In order to make accurate predictions with our linear model, we'd like the residuals—which are the "errors" in the predictions for the given data values (this is why we use e as our notation for a residual)—to all be as close to 0 as possible. Another way to think of this is that we want the residuals to vary as little as possible from 0. How have we measured variability before? With a standard deviation. And how did we compute that? We computed the deviations from the mean, squared them, added them up, divided by n−1, and took a square root. We could do something like that here with the deviations between the residuals and 0:
`sqrt((sum (e-0)^2)/(n-1)) = sqrt((sum e^2)/(n-1))`
We want to make this "total deviation" as small as possible, but it will attain a minimum exactly when the expression inside the square root attains a minimum. (You may have solved story problems in other math classes where you minimized the square of a distance when you really wanted to minimize a distance, because it was easier to do the math without the square root in place; the same principle applies here.) So we want to make this:
`(sum e^2)/(n-1)`
as small as possible. But of course the denominator of that fraction is fixed (for example, if we start with 14 houses, the denominator will always be 13), so the only way to make the fraction as small as possible is to make the numerator as small as possible. This means that what we really want to do is to minimize the sum of the squares of the residuals:
`sum e^2`
For the blue line above, if we compute squared residuals:
size assess predicted residual residual^2
1561 304.0 310.245 -6.245 39.000025
1038 297.6 286.71 10.89 118.5921
1224 289.5 295.08 -5.58 31.1364
1232 292.8 295.44 -2.64 6.9696
1995 314.6 329.775 -15.175 230.280625
1714 322.7 317.13 5.57 31.0249
1832 336.1 322.44 13.66 186.5956
1095 279 2 89.275 -10.275 105.575625
2011 319.5 330.495 -10.995 120.890025
1366 289.3 301.47 -12.17 148.1089
1292 301.4 298.14 3.26 10.6276
1458 314.3 305.61 8.69 75.5161
2031 320.9 331.395 -10.495 110.145025
1366 304.0 301.47 2.53 6.4009
and add them up, we get 1220.863. Of course, that doesn't mean much unless we have something to compare it to. If we try this whole process with a different line, say `hat y = 0.03x + 250` (shown in red):
we can compute the sum of the squares of the residuals to be 2762.413. This tells us that blue line is better than the red line (which is more or less obvious from the graph), but the question remains: can we think of another line that would be better than the blue line?
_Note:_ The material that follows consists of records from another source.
PR #196, opened 2015-10-20
Fix link to fpcomplete in ch8.md

fix-fix:
I don't know what it's supposed to look like (either link or footnote), but now it doesn't neither way.

This issue was introduced in 50b0d91f and I think this commit still doesn't make your text to contain proper footnotes.

The proper way to use footnotes in markdown and Gitbook is described in [Gitbook docs section about footnotes](https://help.gitbook.com/format/markdown.html#footnotes), so you might look at it and make changes accordingly.


DrBoolean:
Hey there!

Thanks for the fix - it really should be a link there.

I did a brute force regex fix and probably introduced a couple of these. I have to go through and check.

The footnotes were in the format mentioned by the gitbook docs, but epub had major issues so I removed them.

PR #94, opened 2014-12-11
Make Movie script handles units for scalebar

will-moore:
This fixes the Make Movie script to work with units changes.

All other scripts seem to have been fixed already.

To test, check that you can create a movie with a scalebar.


jburel:
It will probably be necessary to adjust the scale bar to the units used. 
It is still in microns.
This can be done in a follow-up PR
Also noticed on make_movie.figure that ```colour``` is used instead of  ```color```

jburel:
@gusferguson: Ok to merge?

gusferguson:
@jburel 
Fine by me if the little things are noted to be done at another stage.

jburel:
Other points to be addressed in another PR. Merging

PR #95, opened 2015-01-05
Movies saved with specified filename

will-moore:
Fixes naming of Movies created with Make_Movie script, as reported in https://github.com/openmicroscopy/openmicroscopy/pull/3282#issuecomment-67302122

Test in Insight and Web:
 - Movie will now be saved (as attachment to image) according to the file name specified in the script dialog.
 - NB: Insight and web still have different policies for the default name in the Make Movie dialog when handling images named with path/to/image.tiff

PR #96, opened 2015-01-23
Movies saved with specified filename (rebased onto dev_5_0)

will-moore:
This is the same as gh-95 but rebased onto dev_5_0.

----

Fixes naming of Movies created with Make_Movie script, as reported in https://github.com/openmicroscopy/openmicroscopy/pull/3282#issuecomment-67302122

Test in Insight:
 - Movie will now be saved (as attachment to image) according to the file name specified in the script dialog.
 - NB: Insight and web still have different policies for the default name in the Make Movie dialog when handling images named with path/to/image.tiff


will-moore:
--rebased-from #95

dominikl:
Works like expected. Tested with Insight only, 'Make Movie' script not available on 5.0 Web, but that's expected according to @will-moore .

PR #97, opened 2015-02-09
Move import at the top of the file

sbesson:
This should allow future PR to pass Travis

PR #98, opened 2015-02-11
Move import at the top of the file (rebased onto dev_5_0)

sbesson:
This is the same as gh-97 but rebased onto dev_5_0.

----

This should allow future PR to pass Travis


sbesson:
--rebased-from #97

mtbc:
Good to merge.

PR #100, opened 2015-03-20
image._re.close() during Batch_Image_Export

will-moore:
From discussion at https://github.com/openmicroscopy/openmicroscopy/pull/3639

We now close the rendering engine for each image after all the planes for that image have been saved.

To test, simply confirm that the Batch Image Export script is still working.


mtbc:
Good to merge.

The answer is yes, but to find it, we'll need to take a slight detour.
Exercises
1. Show that the sum of the squares of the residuals for the red line is 2762.413.
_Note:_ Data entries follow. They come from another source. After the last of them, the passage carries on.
PR #103, opened 2015-07-01
Script for calculating min/max

joshmoore:
After importing with `--skip=all` the rendering settings for an image can be quite unattractive. If the range is large, finding a good setting manually can be problematic. This calculates the min/max per `Channel` and optionally creates or updates the `StatsInfo` for each `Channel`.

cc: @manics @jburel @will-moore @sbesson

### DIFF
--- a/omero/util_scripts/Min_Max.py
+++ b/omero/util_scripts/Min_Max.py
@@ -22,6 +22,9 @@
 ------------------------------------------------------------------------------
 """
 
+import omero.all
+
+from omero import MissingPyramidException
 from omero.gateway import BlitzGateway
 from omero.model import StatsInfoI
 from omero.rtypes import rdouble, rlong, rstring
@@ -55,9 +58,14 @@ def calcStatsInfo(conn, imageId):
     sizeY = oldImage.getSizeY()
 
     # check we're not dealing with Big image.
-    rps = oldImage.getPrimaryPixels()._prepareRawPixelsStore()
-    bigImage = rps.requiresPixelsPyramid()
-    rps.close()
+    bigImage = False
+    try:
+        rps = oldImage.getPrimaryPixels()._prepareRawPixelsStore()
+        bigImage = rps.requiresPixelsPyramid()
+        rps.close()
+    except MissingPyramidException:
+        bigImage = True
+
     if bigImage:
         raise Exception((
             "This script does not support 'BIG' images such as Image ID: "
@@ -108,7 +116,7 @@ def processImages(conn, scriptParams):
     images, logMessage = script_utils.getObjects(conn, scriptParams)
     message += logMessage
     if not images:
-        return None, None, message
+        raise Exception("No images found")
     imageIds = sorted(set([i.getId() for i in images]))
 
     globalmin = defaultdict(list)
--- a/omero/util_scripts/Min_Max.py
+++ b/omero/util_scripts/Min_Max.py
@@ -25,6 +25,7 @@
 from omero.gateway import BlitzGateway
 from omero.model import StatsInfoI
 from omero.rtypes import rdouble, rlong, rstring
+from omero.util.text import TableBuilder
 from omero.util.tiles import TileLoop, TileLoopIteration
 
 import omero.scripts as scripts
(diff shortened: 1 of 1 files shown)


jburel:
For performance, It might be actually better to calculate the rendering settings for the default plane (z =SizeZ/2, t=0)
WindowStart will be set to the min of that plane (one per channel) and WindowEnd = max of that plane 
this means that we will only scan few planes.

joshmoore:
Is it useful to allow either or?

jburel:
Both will be useful.
The second one follows more the aim of  ```--skip=all``` in my opinion.
i.e. we still offer a good visualisation experience at a low cost.

joshmoore:
Thoughts on the argument name and the default "off" or "on"?

manics:
Another option to speed things up: randomly pick `N` tiles across all C/Z/T/X/Y for all wells, and use a single set of rendering settings for the whole plate.

jburel:
The "shared" rendering settings will require some adjustments in the way we use them to generate thumbnails or display images.

joshmoore:
> The "shared" rendering settings will require some adjustments in the way we use them to generate thumbnails or display images.

Hadn't thought about having anything shared. I'll probably leave that for further efforts.

joshmoore:
https://github.com/joshmoore/scripts/commit/4927d84a7c3ccf6c71ca3578768210c59b4a86d0 is a start on "default" and "random".

jburel:
Going back to the script, I am now wondering if we should not "run" it when calculating the min/max during the rendering steps

joshmoore:
Note: @emilroz had also started working on a version for big images while this is for HCS images. I haven't found time to unify yet.

jburel:
Could such option be part of ``omero-cli-render``?

joshmoore:
Certainly, that would match the strategy we've used with populate metadata as well:

```
 - library
    |_ cli
    \_ script
```

cc: @sbesson

omero/util_scripts/Min_Max.py
```diff
@@ -0,0 +1,259 @@
...
+    if debug:
+        print "Loaded %s tile(s) (%s bytes)" % (tile_count, byte_count)
+    return statsInfos
+
+
+def processImages(conn, scriptParams):
+    """
+    Process the script params to make a list of channel_offsets, then iterate
+    through the images creating a new image from each with the specified
+    channel offsets
```
mtbc, line 128: May be out of date.

omero/util_scripts/Min_Max.py
```diff
@@ -0,0 +1,259 @@
...
+            shuffle(copy)
+            zctMap[c] = copy
+
+    def channelGen():
+        byte_count = 0
+        tile_count = 0
+        pixels = oldImage.getPrimaryPixels()
+        rv = dict()
+        dt = pixels.getTile(0, 0, 0, (0, 0, 16, 16)).dtype
+        tile_min = iinfo(dt).max  # Everything is less
```
joshmoore, line 103: Note: this fails for floating point data types.

omero/util_scripts/Min_Max.py
```diff
@@ -0,0 +1,259 @@
...
+                tile_count += 1
+            rv[c] = (tile_min, tile_max)
+        yield rv, byte_count, tile_count
+
+    statsInfos = dict()
+    for x, byte_count, tile_count in channelGen():
+        statsInfos.update(x)
+
+    if debug:
+        print "Loaded %s tile(s) (%s bytes)" % (tile_count, byte_count)
```
pwalczysko, line 120: This one and other similar print statements error in my hands. Is it because of the python3 environment I am using ?

will-moore: Yes, just use `print()` like 
```
print("Loaded %s tile(s) (%s bytes)" % (tile_count, byte_count))
```

jburel:
--exclude

joshmoore:
This didn't make it into the first hour of OMERO PR reviews, but I'm closing nonetheless. I do want my award, though, for the oldest outstanding PR. :wink:

chris-allan:
> This didn't make it into the first hour of OMERO PR reviews, but I'm closing nonetheless. I do want my award, though, for the oldest outstanding PR. 😉

👑 Moore I of Mount PR.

2. Guess another slope and intercept that might work better than the blue line. Test it by computing the sums of the squares of the residuals.
3. In the equation y = 0.045x + 240 (shown in blue in the graphs above):
a) What is the slope of the line?
b) What would the units of that slope be?
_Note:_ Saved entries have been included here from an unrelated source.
PR #106, opened 2015-11-26
Keep Dataset as default

dominikl:
See [Trello - scripts: review scripts with RE](https://trello.com/c/H3lObNDY/10-scripts-review-scripts-with-re)

Test: Open Dataset-To-Plate script dialog; make sure the "Remove images from Dataset" checkbox is _not_ ticked by default.

### DIFF
--- a/omero/util_scripts/Dataset_To_Plate.py
+++ b/omero/util_scripts/Dataset_To_Plate.py
@@ -327,7 +327,7 @@ See http://help.openmicroscopy.org/utility-scripts.html""",
             " screen or ID of existing screen"""),
 
         scripts.Bool(
-            "Remove_From_Dataset", grouping="7", default=True,
+            "Remove_From_Dataset", grouping="7", default=False,
             description="Remove Images from Dataset as they are added to"
             " Plate"),
 


will-moore:
What's the logic behind this change? It just seems to me that in general it's not a good idea to have images linked to Wells AND Datasets?

dominikl:
As far as I remember the problem was that this is an action which cannot be reverted, so removing the images as default option is a bit dangerous.

dominikl:
Hold off til next client meeting? /cc @gusferguson

gusferguson:
@dominikl @will-moore 

Tested using OMERO.insight-5.2.0-216-c50d792-ice35-b168-mac user-3

Behaves as expected.
I still think this is the correct behaviour as it is consistent with good UI practice and is safest for the majority of users.
Good to merge.

will-moore:
@gusferguson I don't think it's better to keep images linked to Dataset AND to Well, since users will not understand this and none of our code expects this. E.g. try to move the new Plate to a different group:

screen shot 2015-11-27 at 10 58 42

Or try to delete one of the images remaining in the Dataset:

screen shot 2015-11-27 at 11 04 30

gusferguson:
@will-moore 

I can see it causes problems - but it is already possible - just not as default.

It just goes against all principles to have an irreversible "destructive" action as a default - with no warning - particularly as you point out - when users are extremely unlikely to understand what actually happens in reality when they run the script.

If you feel strongly about this then just leave unselected as default, and we can add a warning dialogue in a different PR with humble apologies to @dominikl  for wasting his time.

dominikl:
Well, a change from a True to a False wasn't such a big waste of time ;-) But I'd also suggest to add some kind of warning in this case.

c) What might the slope mean in relation to the sizes and assessed values of these houses?
d) What is the y-intercept of this line?
e) What would the units for the y-intercept be?
f) Where does the blue line cross the vertical axis in the scatterplots shown above?
g) Why doesn't it cross at the y-intercept?
h) What meaning might the y-intercept have in relation to the sizes and assessed values of these houses?